Many bigger companies will have multiple Yum/Apt/Maven/Git repositories, and with Docker, it doesn't matter. Whatever is built into the container is what gets run. Most importantly it puts control of those things into the hands of the development team, not the system administration team. It allows you to more cleanly separate your infrastructure ops from your application engineering/devops, which is the prime benefit IMO because those two groups have never worked together well.
- Creating a scratch VM (not even provisioning) is a speed bump when you want to re-running scripts on a pristine environment to validate them. Starting a Docker image takes ~1s.

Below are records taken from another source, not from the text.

PR #213, opened 2015-06-11
Login and Logout redirection now works in non-root context path

mrioan:


extensions/servlet/src/main/java/com/stormpath/sdk/servlet/http/CookieSaver.java
```diff
@@ -62,7 +62,8 @@ public void set(HttpServletRequest request, HttpServletResponse response, String
         if (!Strings.hasText(val)) {
             val = Strings.clean(request.getContextPath());
         }
-        if (!Strings.hasText(val) || delete) {
+        //Fix for https://github.com/stormpath/stormpath-sdk-java/issues/207
+        if (!Strings.hasText(val)) {
```
lhazlewood: I think you still want to set it to `/` if `delete` is `true`, no?

examples/spring-webmvc/src/main/java/tutorial/WebAppConfig.java
```diff
@@ -31,6 +32,7 @@
 @EnableStormpath //Stormpath base beans
 @EnableStormpathWebMvc //Stormpath web mvc beans plus out-of-the-box views
 @ComponentScan
+@PropertySource("classpath:application.properties")
```
lhazlewood: Just curious - why is this necessary?  It should work w/out an application.properties file with the defaults.

extensions/servlet/src/main/java/com/stormpath/sdk/servlet/http/CookieSaver.java
mrioan: @lhazlewood In order for the delete to work properly the `path` has to have the actual path being used for that cookie. This means that if the cookie path is "/myApp" and we set the path to "/" the cookie is not cleared in the browser side. That was the problem we saw on logout not working ok. If we clear all the properties of the cookie and set the path "/myApp" then the cookie in the client browser will be cleared.

If we arrived to line 65 and `val` is empty then regardless the cookie needs to be deleted or not, the path by default can be set to "/" (as a last resort). But if we found the `path` in the previous lines (either in  `cfg` or the `request`) then we need to keep that value for the delete to be applied to the cookie.

examples/spring-webmvc/src/main/java/tutorial/WebAppConfig.java
mrioan: @lhazlewood In my case I have many Applications defined in Stormpath's Backend. The Example cannot start since it does not know which of the apps to use. If I add `stormpath.application.href = https://api.stormpath.com/v1/applications/XXXXXXXXXXX` to `resources/application.properties` it is still ignored. So, the properties file is being ignored altogether. This means that any other setting in this file will be also ignored. Adding that line got the `applications.properties` file read. BTW, the `Spring Example` has the very same line.

lhazlewood: Hrm - the examples shouldn't have anything application specific in them since users will use them to copy and paste.  We don't want them to pull in your specific URL and have things fail for them.

For your local testing in IntelliJ, you can pass in the value as a system property in your IntelliJ configuration, i.e. 

    -Dstormpath.application.href=your_value_here

We should do this for the Spring Example and all other examples as well.

extensions/servlet/src/main/java/com/stormpath/sdk/servlet/http/CookieSaver.java
lhazlewood: I see - thanks for the clarification!

examples/spring-webmvc/src/main/java/tutorial/WebAppConfig.java
mrioan: @lhazlewood The committed code does not have anything application specific. The flow for someone wanting to play with our examples are like this (at least in my mind):

1. A user downloads the source code from Github
2. A user builds the whole project: `#mvn clean source:jar install -DskipTests=true`
3. A user goes to the actual example he wants to try: `#cd examples/spring-webmvc `
4. The user runs the example: `#mvn jetty:run`
5. Assuming the `ApiKey` is in one of the expected locations:
    1. If the users has a single app in his Tenant the sample will run out of the box
    2. If the users has more than one app, the example will fail saying that no specific app has been defined and the error messages instructs him to add `stormpath.application.href = https://api.stormpath.com/v1/applications/XXXXXXXXXXX` to the sample `application.properties` file.
        1. He will add the href of this Application and it will be overlooked because the sample is not reading the `application.properties` file. Why? Because the codebase lacks the `@PropertySource("classpath:application.properties")` line
   3. Since he is just playing with the examples, he might want to tweak some other property. Then he will do so in the `application.properties` file. That tweak will be overlooked because the Example code is not reading the `application.properties` file. Why? Because the codebase lacks the `@PropertySource("classpath:application.properties")` line

In summary, the `@PropertySource("classpath:application.properties")` line is required if we want users to customize properties when trying the examples. Otherwise we need to think of some other mechanism for them to successfully play with the examples.

PR #219, opened 2015-07-06
Send verification email fix

mrioan:


impl/src/main/java/com/stormpath/sdk/impl/ds/DefaultDataStore.java
```diff
@@ -373,7 +376,12 @@ public ResourceDataResult filter(final ResourceDataRequest req) {
                 Map<String, Object> responseBody = getBody(response);
 
                 if (Collections.isEmpty(responseBody)) {
-                    throw new IllegalStateException("Unable to obtain resource data from the API server.");
+                    // Fix for https://github.com/stormpath/stormpath-sdk-java/issues/218
+                    if ( response.getHttpStatus() == 202 ) { //202 means that the request has been accepted for processing, but the processing has not been completed. Therefore we do not have a response body.
+                        responseBody = java.util.Collections.emptyMap();
```
josebarrueta: @mrioan why do you need to assign the reponseBody? 

shouldn't be better something in line: 378

```if(Collections.isEmpty(responseBody) && response.getHttpStatus != 202)```

File: impl/src/main/java/com/stormpath/sdk/impl/ds/DefaultDataStore.java [hunk 2]
```diff
@@ -388,7 +396,11 @@ public ResourceDataResult filter(final ResourceDataRequest req) {
         ResourceDataResult result = chain.filter(request);
 
         Map<String,Object> data = result.getData();
-        Assert.notEmpty(data, "Filter chain returned an empty data result from a persistence request. This is never allowed.");
+
+        // Fix for https://github.com/stormpath/stormpath-sdk-java/issues/218
+        if (!result.getAction().equals(ResourceAction.PROCESS)) {
```
josebarrueta: Wondering why are we asserting empty body twice? any value to do it? @lhazlewood

impl/src/main/java/com/stormpath/sdk/impl/ds/DefaultDataStore.java
mrioan: a few lines later, when the `DefaultResourceDataResult` is created, there will be an internal Exception: `data map cannot be null - specify an empty map instead of null.`

So, I need to create an empty body if I want the flow to continue its normal path.

josebarrueta: ok

impl/src/main/java/com/stormpath/sdk/impl/ds/DefaultDataStore.java
mrioan: At line 402, the resuilts has passed through all the filter. This (previously existing) line, validates that the data is still present after this point.

The first check validates that the server returned some data. The second one checks that data still exists after filtering it.

josebarrueta: But actually not true the data from here is the one returned at this line:

```return new DefaultResourceDataResult(responseAction, uri, returnType, responseBody);```

Comment (mrioan) [inline impl/src/main/java/com/stormpath/sdk/impl/ds/DefaultDataStore.java]: take a look at line 396. The `result` variable is assigned from the filter:

```
ResourceDataResult result = chain.filter(request);
```
then, in line 398, the `data` variable is assigned from that filtered result:

```
Map<String,Object> data = result.getData();
```
So, the assertion in line 402 is asserting data from the filtered result. Actually, the assertion error is explicitly saying that:

```
Filter chain returned an empty data result from a persistence request. This is never allowed.
```

Comment (mrioan) [inline impl/src/main/java/com/stormpath/sdk/impl/ds/DefaultDataStore.java]: @josebarrueta is right. The chain's `completionHandler` is checking that `responseBody` is not empty. So, at line 393 we have already validated this and thus we do not need to validate that `data` is not empty again in line 399.

**Comment by mrioan** [comment]
Ready to be reviewed again @josebarrueta

File: impl/src/main/java/com/stormpath/sdk/impl/ds/DefaultDataStore.java [hunk 3]
```diff
@@ -388,7 +393,11 @@ public ResourceDataResult filter(final ResourceDataRequest req) {
         ResourceDataResult result = chain.filter(request);
 
         Map<String,Object> data = result.getData();
-        Assert.notEmpty(data, "Filter chain returned an empty data result from a persistence request. This is never allowed.");
+
+        //Commenting out as this exact same validation is already being done in lines 378-385 where an IllegalStateException is thrown if the body is empty
```
lhazlewood: Please do not commit commented-code into master.  If it should not be in master, we can add it to a branch.  In this case, it looks like we can probably just delete the block entirely.

impl/src/main/java/com/stormpath/sdk/impl/ds/DefaultDataStore.java
```diff
@@ -388,7 +393,11 @@ public ResourceDataResult filter(final ResourceDataRequest req) {
...
+        //if (!result.getAction().equals(ResourceAction.PROCESS)) {
```
lhazlewood: Also, there should not be a `ResourceAction.PROCESS` enum value.  Has it been removed?

mrioan: Yes, it has been removed.

impl/src/main/java/com/stormpath/sdk/impl/ds/DefaultDataStore.java
mrioan: Ok. Makes sense. Thanks

josebarrueta: @mrioan As soon we remove this consider the PR approved.

Issue #225, opened 2015-07-07
Request Builder - simplify the HTTP builder so you dont have to deal with maps


omgitstom:
HttpRequestBuilder builder = HttpRequests.method(HttpMethod.POST);

builder.header(String, String[]);
builder.parameter(String, String[]);

maranai:
PR with code changes for this issue: https://github.com/stormpath/stormpath-sdk-java/pull/233/files

mrioan:
Solved in #233

PR #233, opened 2015-07-18
#225 Http request refactor

maranai:


mrioan:
@maranai I did some changes to the PR. I basically removed the ability to create the builder when solely specifying `parameter` or `header`. I also changed `header(String name, String[])` to `addHeader(String, String[])`, and `parameter(String name, String[])` to `addParameter(String, String[])`.

So, this is not valid any longer: `HttpRequests.parameter("name", "value");`

You now need to do this: `HttpRequests.method(HttpMethod.GET).addParameter("name", "value");`

Please review my changes and if you agree with them this can be considered approved.

BTW, please remember to update the `Product Guide` documentation. Thanks!

maranai:
@mrioan I could not find references to the HttpRequestBuilder or HttpRequests class in the Product Guide. Could you recommend where should this be documented?
Thanks

maranai:
Product Guide update is not required as there's no reference to these classes in it.

Issue #11, opened 2013-07-23
Expansion on account authentication


ecrisostomo:
There is no support for account expansion when authenticating an account.

This functionality needs to be supported on the SDK since it is supported on the REST API.

mrioan:
NOTE: `AccountOptions` is not supported by the server. This means that we cannot expand anything beyond the `Account` itself (like groups for example).

mrioan:
Released

PR #234, opened 2015-07-22
#11 Adding new AuthenticationOptions for Authentication Expansion

mrioan:


mrioan:
Documentation: https://github.com/stormpath/stormpath.github.io/pull/172

api/src/main/java/com/stormpath/sdk/application/Application.java
```diff
@@ -472,6 +469,28 @@
...
+     *
+     * @param request the authentication request representing an account's principals and credentials (e.g.
+     *                username/password) used to verify their identity.
+     * @param options the {@link AuthenticationOptions} to use to customize the AuthenticationResult resource upon retrieval.
+     * @return the result of the authentication.  The authenticated account can be obtained from
+     *         {@code result.}{@link com.stormpath.sdk.authc.AuthenticationResult#getAccount() getAccount()}.
+     * @throws ResourceException if the authentication attempt fails.
+     * @since 1.0.RC4.6
+     */
+    AuthenticationResult authenticateAccount(AuthenticationRequest request, AuthenticationOptions options) throws ResourceException;
```
lhazlewood: A request should encapsulate 100% of all things needed to perform the authentication - there should be no separate options argument.  Please refactor.

api/src/main/java/com/stormpath/sdk/authc/Authentications.java
```diff
@@ -0,0 +1,52 @@
...
+ * Static utility/helper methods serving Authentication-related operations. For example, to construct a {@link com.stormpath.sdk.authc.BasicAuthenticationOptions BasicAuthentication Options}:
+ *
+ * <pre>
+ * AuthenticationOptions options = Authentications.BASIC.options().withAccount();
+ * AuthenticationResult result = app.authenticateAccount(request, options);
+ * </pre>
+ *
+ * @since 1.0.RC4.6
+ */
+public final class Authentications {
```
lhazlewood: Should be removed - the AuthenticationRequest should have a Builder that allows you to set options as desired.

api/src/main/java/com/stormpath/sdk/application/Application.java
lhazlewood: P.S. The request/result paradigm avoids the method overloading problem where there are too many permutations which results in confusing code.  This is called the 'parameter object' pattern: https://sourcemaking.com/refactoring/introduce-parameter-object

mrioan: @lhazlewood totally agree with you but the current implementations of `AuthenticationRequest` (like `UsernamePasswordRequest`) are not builders. I may be able to add a wrapper to construct those requests in a new way while keeping compatibility with the old "new UsernamePasswordRequest(usernameOrEmail, password);". Do you want me to do so and also create a new issue to remove the `new UsernamePasswordRequest(...)` way before 1.0.0 while keeping only a builder interface?

lhazlewood: I don't think a wrapper is necessary - you can have UsernamePasswordRequest.builder().setUsername(username).setPassword(password).setXXX, etc for the options.

This Builder can be a sub-class of an AuthenticationRequest.Builder class that encapsulates common building options across all types of AuthenticationRequests.

mrioan: @lhazlewood Yes, I meant something like that; a `Builder` which at the end creates the specific (already available) authentication requests... wrapper was not the accurate word. 
What I do want to clarify is that we will have this new "builder way" of creating the request but we will also have the old "new UsernamePasswordRequest(username, password);" way. I guess we want to keep the old way as well in order to avoid breaking users' code, right?

lhazlewood: Yep, that should be fine.   They'll just have to use the Builder approach if they want to specify options.  Thanks!

api/src/main/java/com/stormpath/sdk/application/Application.java
```diff
@@ -15,14 +15,11 @@
  */
 package com.stormpath.sdk.application;
 
-import com.stormpath.sdk.account.Account;
-import com.stormpath.sdk.account.AccountCriteria;
-import com.stormpath.sdk.account.AccountList;
-import com.stormpath.sdk.account.CreateAccountRequest;
-import com.stormpath.sdk.account.VerificationEmailRequest;
+import com.stormpath.sdk.account.*;
```
maranai: To follow our imports policy, please replace the package import with specific imports.

extensions/oauth/src/main/java/com/stormpath/sdk/impl/oauth/authc/OauthAuthenticationRequestDispatcher.java
```diff
@@ -16,9 +16,7 @@
 package com.stormpath.sdk.impl.oauth.authc;
 
 import com.stormpath.sdk.application.Application;
-import com.stormpath.sdk.authc.AuthenticationRequest;
-import com.stormpath.sdk.authc.AuthenticationResult;
-import com.stormpath.sdk.authc.UsernamePasswordRequest;
+import com.stormpath.sdk.authc.*;
```
maranai: Same comment about the package imports. Please use specific imports.

impl/src/main/java/com/stormpath/sdk/impl/application/DefaultApplication.java
```diff
@@ -28,6 +28,7 @@
 import com.stormpath.sdk.api.ApiKeyOptions;
 import com.stormpath.sdk.api.*;
 import com.stormpath.sdk.application.*;
```
maranai: Replace package imports with specific imports.

impl/src/main/java/com/stormpath/sdk/impl/authc/AuthenticationRequestDispatcher.java
```diff
@@ -16,9 +16,7 @@
 package com.stormpath.sdk.impl.authc;
 
 import com.stormpath.sdk.application.Application;
-import com.stormpath.sdk.authc.AuthenticationRequest;
-import com.stormpath.sdk.authc.AuthenticationResult;
-import com.stormpath.sdk.authc.UsernamePasswordRequest;
+import com.stormpath.sdk.authc.*;
```
maranai: Another package import to replace here.

maranai:
@mrioan I've completed the review of this PR. I see all of  recommendations have been implemented and look good. It's approved.

mrioan:
Solves #11

PR #269, opened 2015-09-01
Fix typo

nbarbettini:
Noticed this as I was looking through the code :)


maranai:
@nbarbettini thank you, good catch!

nbarbettini:
No worries @maranai :smile:

PR #272, opened 2015-09-03
Stormpath default spring boot starter

dogeared:


extensions/spring/boot/stormpath-default-spring-boot-starter/pom.xml
```diff
@@ -0,0 +1,90 @@
...
+    <name>Stormpath :: Spring :: Boot :: Default ::  Starter</name>
+    <description>Spring Boot Default Starter for Stormpath with WebMVC, Thymeleaf and Spring Security</description>
+
+    <properties>
+        <tomcat.version>7.0.59</tomcat.version>
+    </properties>
+
+    <dependencies>
+
+        <dependency>
```
lhazlewood: We shouldn't list all of these dependencies - you just need to depend on the stormpath-spring-security-webmvc-spring-boot-starter and the stormpath-thymeleaf-spring-boot-starter.  All the rest will be brought in transitively - which is what you want because if those dependencies change, you don't have to repeat them here.

extensions/spring/boot/stormpath-default-spring-boot-starter/pom.xml
```diff
@@ -0,0 +1,90 @@
...
+        <version>1.0.RC4.6-SNAPSHOT</version>
+        <relativePath>../../pom.xml</relativePath>
+    </parent>
+
+    <artifactId>stormpath-default-spring-boot-starter</artifactId>
+    <name>Stormpath :: Spring :: Boot :: Default ::  Starter</name>
+    <description>Spring Boot Default Starter for Stormpath with WebMVC, Thymeleaf and Spring Security</description>
+
+    <properties>
+        <tomcat.version>7.0.59</tomcat.version>
```
lhazlewood: I'm pretty sure this isn't required since Spring Boot manages the embedded tomcat version already

extensions/spring/boot/stormpath-default-spring-boot-starter/pom.xml
```diff
@@ -0,0 +1,90 @@
...
+            <artifactId>javax.servlet-api</artifactId>
+        </dependency>
+        <dependency>
+            <groupId>com.stormpath.sdk</groupId>
+            <artifactId>stormpath-sdk-httpclient</artifactId>
+            <scope>runtime</scope>
+        </dependency>
+
+        <!--
+            We need to force Tomcat 7 for the ITs to run in Java 6.
```
lhazlewood: We shouldn't specify tomcat dependencies and let Spring Boot handle this.  Specify a `provided` concrete servlet version (3.1.0) to avoid the major.minor version issue.

dogeared: Won't relying on Spring Boot to handle the tomcat dependencies have it run tomcat 8 which will automatically run servlet 3.1.0?

dogeared:
Seems like NOT having the servlet-api version `3.1.0` called out still works and all ITs run properly. Perhaps we should revisit this in the other pom files and see if it's still necessary to specify specific versions of tomcat and/or servlet?

PR #274, opened 2015-09-06
Added TwoAppTenant annotation along with test.

dogeared:
This fulfills on being able to specify a two-app tenant for certain tests as defined here: https://stormpath.atlassian.net/wiki/display/SDKS/Testing+Environments.

It also removes a bunch of semicolons to make the tests more idiomatic groovy.

To ensure that a test uses the two-app tenant, this PR introduces the: `@TwoAppTenant` annotation. 

The annotation is processed in `ClientIT` and therefor any integration test that extends `ClientIT` can make use of it.

Note: Right now, the re-organized spring boot spring security code is in a different branch. The Spring tests do not use ClientIT at all. Check out this [branch](https://github.com/stormpath/stormpath-sdk-java/compare/spring_security_extension...spring_security_extension_two_app) that addresses the Spring side of things.

Also note that in this PR, no actual tests use the `@TwoAppTenant` annotation except a test that simply exercises the annotation itself.

The next step is to identify those tests that require using a two-app tenant.


extensions/httpclient/src/test/groovy/com/stormpath/sdk/client/ClientIT.groovy
```diff
@@ -80,6 +109,8 @@ abstract class ClientIT {
             builder.setCacheManager(Caches.newDisabledCacheManager())
         }
 
+        builder.setApiKey(getApiKeyForTest())
```
mrioan: Different tests use other `buildClient(...)` methods, in this particular case you are only adding support for two-apps-tenant to `Client buildClient(boolean enableCaching=true)`.

Anyways, the overall solution does not look nice to me. Please refer to the "Conversation" tabs for a proposed solution.

mrioan:
Some general comments about this PR:
* This specific feature was required by Spring-related tests. Therefore this feature needs to provide a working solution for those tests.
* There must be a concrete test using this feature, and asserting that it is working properly
* All the Spring tests that require this feature must be changed to use it

mrioan:
@dogeared, one question... If the solution is using Environment Variables,  how are "API_KEY_ID_TWO_APP" and "API_KEY_SECRET_TWO_APP" variables established in Travis?

Could you please clarify that? Thanks

mrioan:
**Proposed solution**

Instead of having a sub-class of ClientIT, the solution should look like this:

1. Add a new method in `ClientIT.groovy`:

    Client buildClient(String apiKeyIdPropertyName, String apiKeySecretPropertyName) {

        def builder = Clients.builder()
        ((DefaultClientBuilder)builder).setBaseUrl(baseUrl)

        ApiKey apiKey = ApiKeys.builder().setIdPropertyName(apiKeyIdPropertyName).setSecretPropertyName(apiKeySecretPropertyName).build()
        builder.setApiKey(apiKey)

        return builder.build()
    }

2. Add these two constants in `ClientIT.groovy`:

        public final static DEFAULT_APIKEY_ID_PROPERTY_NAME_FOR_TENANT_WITH_TWO_APPS = "STORMPATH_API_KEY_ID_TWO_APP"
        public final static    DEFAULT_APIKEY_SECRET_PROPERTY_NAME_FOR_TENANT_WITH_TWO_APPS = "STORMPATH_API_KEY_SECRET_TWO_APP"

3. Any tests that wants to use a specific tenant, can do:

        client = buildClient(apiKeyIDPropertyName, apiKeySecretPropertyName)
    
        //Tests that want to specifically use the Tenant with 2 Apps will do: 
        client = buildClient(ClientIT.DEFAULT_APIKEY_ID_PROPERTY_NAME_FOR_TENANT_WITH_TWO_APPS, ClientIT.DEFAULT_APIKEY_SECRET_PROPERTY_NAME_FOR_TENANT_WITH_TWO_APPS)

4. Newly added `getApiKeyForTest()` method is not required any longer
5. TwoAppTenant Annotation should be deleted as it is not required
6. TwoAppTenantAnnotationIT should be deleted as it is not required

mrioan:
@dogeared back to you

dogeared:
@mrioan - addressing each question/comment below:

* Good point about the other `buildClient` methods. Could add calls to `getApiKeyForTest` in each of them OR just say that it is only that version of the method that is supported for the TwoAppTenant test. Also, ClientIT.groovy, which most (non-Spring) ITs extend, calls that `buildClient` method in its `@BeforeClass`. The result is that *any* test that inherits from ClientIT has support for TwoAppTenant without any additional checking.
* `TwoAppTenantAnnotationIT` is a concrete test that exercises the behavior of this (test only) feature
* Check here for the Spring-related version of this: https://github.com/stormpath/stormpath-sdk-java/pull/272. None of the Spring ITs extend ClientIT, so I am not sure that a single solution that works for both Spring and httpclient is doable here. Open to suggestions.
* In the pull request on the Spring side of things, there's an updated `.travis.yml` file with the `API_KEY_ID_TWO_APP` and `API_KEY_SECRET_TWO_APP` set. I can update it in this PR as well.
* In your proposed solution you say: `Instead of having a sub-class of ClientIT...` Most of the ITs (outside of Spring already extend ClientIT.
* I like the annotation approach, but I am not married to it. Let's discuss.

mrioan:
WRT: 
Regarding the one method that does the annotation processing: You are suggesting that a new method be created that explicitly passes in the values (with some defaults). For tests where this is a requirement, this will force developers to pass in those parameters and be locked into that method signature. The contract I am suggesting requires only that the @TwoAppTenant annotation be added to existing (and new) ITs - they already inherit from ClientIT - when a guarantee of the two app default is a requirement. The result is that any test that inherits from ClientIT has support for TwoAppTenant without any additional checking or coding.

My comment: 
As of today, tests that require specific `Client` instantiations rely on different "buildClient(...)" methods. The underlying `Client` object already supports customizing the ApiKey ID/Secret Property names. We must only expose that to the Tests so they can use it. You are suggesting to create an annotation with the sole purpose of customizing the actual tenant that is being used. This is:
* *Inflexible/Non reusable*: the annotation is of `TwoAppsTenant`. If in the future we need a `ThreeAppsTenant` we will need a new Annotation. This annotation can only be used for a single very specific purpose of `using a tenant that has two apps`. Why can't we just generalize this to `using any tenant you want` ?
* *Non-homogenous*: we have been using the "buildClient(...)" method for Tests to customize the client the way they need to. In this scenario a new `buildClient(...)`method is enough, no need to introduce a new concept which does not add any more value
* *Incomplete*: the TwoAppsTenant annotation will work with one of all the existing `buildClient(...)` methods.
* *Not a good design 1*: One/All existing `buildClient(...)` methods need to be modified to add `if` statements to check if the custom tenant is being used. 
* *Not a good design 2*: All test methods within a test class will be forced to use the `two apps tenant`. This will add an unnecessary restriction when writing tests. Today, each test method can customize the client to its own will.
* *Overdone*: the you are adding a bunch of code for something that the `Client` already supports.
* *Error Prone*: the "buildClient()" will have different behavior depending on whether the functionality the annotation is present in the class or not. This will lead to errors when reusing code for new tests.

My proposed approach of simply adding a new `buildClient(apiKeyIdPropName, apiKeySecretPropName)`:
* *Flexible/Reusable*: the same code can be used for any kind of tests to customize the tenant for any reason, not just for the reason of using a `tenant with two apps`
 * *Homogenous*: adheres to the current way of writing tests
* *Complete*: the tenant will always be customized when using the proper available method
* **A good design 1**: no existing code needs to be modified.
* **A good design 2**: each test method can instantiate the client the way they need to
* *Simple*: just adding a new method in the ClientIT class, which instantiate the client with the provided information
* *Errorless*: when copying code, it will behave as expected. No need to take additional aspects into consideration (like an annotation) to check if a test will change its behavior.

mrioan:
WRT: 
This approach makes it easy to identify existing ITs that would benefit from/require the default two-app setup and to add the @TwoAppTenant annotation as a next step.

My Comment:

Why is that? How will this Annotation help identify the tests that will need to use it?

mrioan:
WRT:
`TwoAppTenantAnnotationIT` is a concrete test that exercises the behavior of this (test only) feature

My Comment:
Yes, it verifies that the functionality is working, not problem with that test. But we are lacking an actual test that validates that the Annotation is in fact solving the problem it needs to solve: having Spring tests using it

mrioan:
WRT: 

Check [here](https://github.com/stormpath/stormpath-sdk-java/compare/spring_security_extension...spring_security_extension_two_app) for the Spring-related version of this. None of the Spring ITs extend ClientIT, so I am not sure that a single solution that works for both Spring and httpclient is doable here. Open to suggestions.

My Comment:

Yes, I am aware of that and this PR should solve exactly this particular problem. Otherwise it is not providing the solution to the problem that we are having.

mrioan:
WRT:

In the pull request on the Spring side of things, there's an updated .travis.yml file with the API_KEY_ID_TWO_APP and API_KEY_SECRET_TWO_APP set. I can update it in this PR as well.

My Comment:

If that file is required for this PR, it should be here.

mrioan:
WRT:

In your proposed solution you say: Instead of having a sub-class of ClientIT... Most of the ITs (outside of Spring already extend ClientIT.

My Comment:

Sorry, I did not mean to say that. I meant to say "Instead of having a new Annotation".

PR #275, opened 2015-09-09
enable dynamic property override when testing locally.

dogeared:


dogeared:
The purpose of `PropertyOverrideStormpathConfigurationIT` is to test that the PropertySource properties file in `PropertyOverrideAppConfig` will be read in and set in the application properly.

This is one place where it makes sense to have hardcoded values.

However, this is the thing that causes this test to fail when running the test suite locally against your own tenant.

This PR allows exercising the property override through the use of an environment variable: `STORMPATH_TEST_APPLICATION_HREF`. It does not interfere with other tests and, more importantly, does not interfere with the hard coded value for use in travis ci builds.

The entire integration test suite can be run locally like this:
```
STORMPATH_TEST_APPLICATION_HREF=https://api.stormpath.com/v1/applications/7WCXUThn8hhE4pFV0r9KRY mvn -DskipITs=false clean verify
```

maranai:
This PR is already merged in spring_security_extension, for this reason I'm closing it.

PR #278, opened 2015-09-11
Spring security extension two app

### LINKED ISSUE #259: Write code to ensure that relevant tests point to two-application-tenant

dogeared:
The core of this PR is `TwoAppTenantStormpathConfiguration`. It's a Spring configuration that can be used to override the default behavior for resolving the ApiKeys.

This also makes the test packages from one module available in other modules. This is so that `TwoAppTenantStormpathConfiguration`, which resides in `stormpath-spring` can be available to all of the Spring and Spring Boot modules.

To have a test use the Two App Tenant, simply add `TwoAppTenantStormpathConfiguration` as an additional class in the classes list on the `@SpringApplicationConfiguration`

```
@SpringApplicationConfiguration(classes = [BeanOverrideStormpathAutoConfigurationApplication.class, TwoAppTenantStormpathConfiguration.class])
```

NOTE: `.travis.yml` is setup to have the environment variables for both the regular tenant and the guaranteed two app tenant.

ALSO NOTE: This PR is to merge this branch into the `spring_security_extension` branch which will ultimately be merged into master.

resolves #259


api/src/main/java/com/stormpath/sdk/authc/AuthenticationOptions.java
```diff
@@ -0,0 +1,28 @@
...
+
+import com.stormpath.sdk.query.Options;
+
+/**
+ * Base Authentication-specific options that may be specified during authentication.
+ *
+ * @see com.stormpath.sdk.authc.BasicAuthenticationOptions
+ * @since 1.0.RC5
+ */
+public interface AuthenticationOptions<T extends AuthenticationOptions> extends Options {
```
lhazlewood: How is this related to Two App testing?  Something about this PR seems off...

- Provisioning is slow! Reddit suggests installing a plugin (vagrant-cachier) to keep you sane. I ended up downloading a plugin to take VirtualBox snapshots of my VM and even that was depressingly slow. Docker commit takes maybe 20s on a big layer.
- VirtualBox shared folders are pretty bad, so apparently I should install vagrant-bindfs (and NFS packages). -v is effectively zero effort.
- I had to keep on shutting down and starting up the VM to tweak memory settings - too big and my laptop died, too small and nothing would start. You get far more flexible controls in Docker.
I couldn't help but think all the way through that putting everything in a Docker container would just be a far nicer experience, even if it does violate the single process rule - for this use case, Docker solves some papercuts very effectively.
- snapshots, provision your VM once, snapshot it, power off.
- clone a new machine from that snapshot (its still powered on, and do what you will with it)
Bonus points for attaching an ephemeral drive.
- provisioning is slow, thats why you have hot spares to clone from/use directly.
To minimise hassle, I use the very same infrastructure that I deploy on in prod. This means that there is no difference between prod and dev.
I understand the need to run stuff on laptops, but for me, its really not worth it. Using the same systems and sized machines as in prod makes life so much simpler. Plus I can hand over a machine to another dev really simply.